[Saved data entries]
PR #935, opened 2022-01-20
Stop using the v5 app's & device's device_type property internally

thgreasi:
Change-type: patch

### DIFF
--- a/src/features/hostapp/hooks/target-hostapp.ts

What you should do: Your task is to retype the records above exactly.

Answer:
PR #935, opened 2022-01-20
Stop using the v5 app's & device's device_type property internally

thgreasi:
Change-type: patch

### DIFF
--- a/src/features/hostapp/hooks/target-hostapp.ts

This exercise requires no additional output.